• _The problem_
In the listing below, find every line with the string "Please" and pull it out.

• _Data_
=-=-=-=-=

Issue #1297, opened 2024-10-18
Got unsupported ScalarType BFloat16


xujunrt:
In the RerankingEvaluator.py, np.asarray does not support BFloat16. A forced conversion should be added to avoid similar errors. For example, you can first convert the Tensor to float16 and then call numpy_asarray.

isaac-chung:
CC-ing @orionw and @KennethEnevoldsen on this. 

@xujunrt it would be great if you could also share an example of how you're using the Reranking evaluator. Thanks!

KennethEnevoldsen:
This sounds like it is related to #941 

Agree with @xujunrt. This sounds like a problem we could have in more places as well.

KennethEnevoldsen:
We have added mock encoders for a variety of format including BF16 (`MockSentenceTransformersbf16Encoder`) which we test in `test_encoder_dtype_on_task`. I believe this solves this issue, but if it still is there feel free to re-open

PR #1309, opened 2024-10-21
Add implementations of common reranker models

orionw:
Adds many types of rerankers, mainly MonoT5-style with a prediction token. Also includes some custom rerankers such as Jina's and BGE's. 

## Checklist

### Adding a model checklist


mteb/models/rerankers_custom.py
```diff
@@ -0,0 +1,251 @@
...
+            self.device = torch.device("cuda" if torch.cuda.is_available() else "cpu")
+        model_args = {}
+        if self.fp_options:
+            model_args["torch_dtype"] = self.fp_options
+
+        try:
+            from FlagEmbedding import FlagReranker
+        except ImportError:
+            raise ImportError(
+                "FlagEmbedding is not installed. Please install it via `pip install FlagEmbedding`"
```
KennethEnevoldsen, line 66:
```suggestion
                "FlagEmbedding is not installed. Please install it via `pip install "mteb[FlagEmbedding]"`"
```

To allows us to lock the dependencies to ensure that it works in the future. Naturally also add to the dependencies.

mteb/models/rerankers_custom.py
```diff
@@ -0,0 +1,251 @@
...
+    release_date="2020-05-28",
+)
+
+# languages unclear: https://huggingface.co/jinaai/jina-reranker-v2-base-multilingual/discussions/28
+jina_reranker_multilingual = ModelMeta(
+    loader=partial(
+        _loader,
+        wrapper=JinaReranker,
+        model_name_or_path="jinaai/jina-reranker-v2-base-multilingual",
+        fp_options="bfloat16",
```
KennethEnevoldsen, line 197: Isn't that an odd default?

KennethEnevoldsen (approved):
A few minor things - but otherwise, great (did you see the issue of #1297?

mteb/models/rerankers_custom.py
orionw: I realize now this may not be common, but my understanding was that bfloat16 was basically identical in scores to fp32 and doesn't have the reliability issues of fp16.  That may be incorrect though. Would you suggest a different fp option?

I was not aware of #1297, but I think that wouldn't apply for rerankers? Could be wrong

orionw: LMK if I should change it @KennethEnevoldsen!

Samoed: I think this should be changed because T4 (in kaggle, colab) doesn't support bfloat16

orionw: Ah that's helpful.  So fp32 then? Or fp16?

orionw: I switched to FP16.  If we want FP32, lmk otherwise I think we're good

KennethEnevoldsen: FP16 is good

=-=-=-=-=

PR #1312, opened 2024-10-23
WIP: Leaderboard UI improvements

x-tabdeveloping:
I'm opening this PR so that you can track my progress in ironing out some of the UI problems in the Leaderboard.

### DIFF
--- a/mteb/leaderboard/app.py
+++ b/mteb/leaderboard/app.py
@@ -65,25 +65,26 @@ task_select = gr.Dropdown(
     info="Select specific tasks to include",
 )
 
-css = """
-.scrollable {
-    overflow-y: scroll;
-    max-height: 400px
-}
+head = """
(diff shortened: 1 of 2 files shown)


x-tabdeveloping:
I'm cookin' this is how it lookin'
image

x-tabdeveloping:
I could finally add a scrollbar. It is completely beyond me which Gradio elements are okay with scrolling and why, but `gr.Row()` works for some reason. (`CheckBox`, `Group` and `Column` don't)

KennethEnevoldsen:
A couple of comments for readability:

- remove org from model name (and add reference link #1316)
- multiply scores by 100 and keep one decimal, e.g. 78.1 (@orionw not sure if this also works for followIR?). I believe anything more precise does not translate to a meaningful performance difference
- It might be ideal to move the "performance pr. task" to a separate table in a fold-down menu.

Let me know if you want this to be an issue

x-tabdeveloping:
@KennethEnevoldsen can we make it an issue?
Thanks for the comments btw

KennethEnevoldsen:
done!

=-=-=-=-=

• _Answer section_
+                "FlagEmbedding is not installed. Please install it via `pip install FlagEmbedding`"
                "FlagEmbedding is not installed. Please install it via `pip install "mteb[FlagEmbedding]"`"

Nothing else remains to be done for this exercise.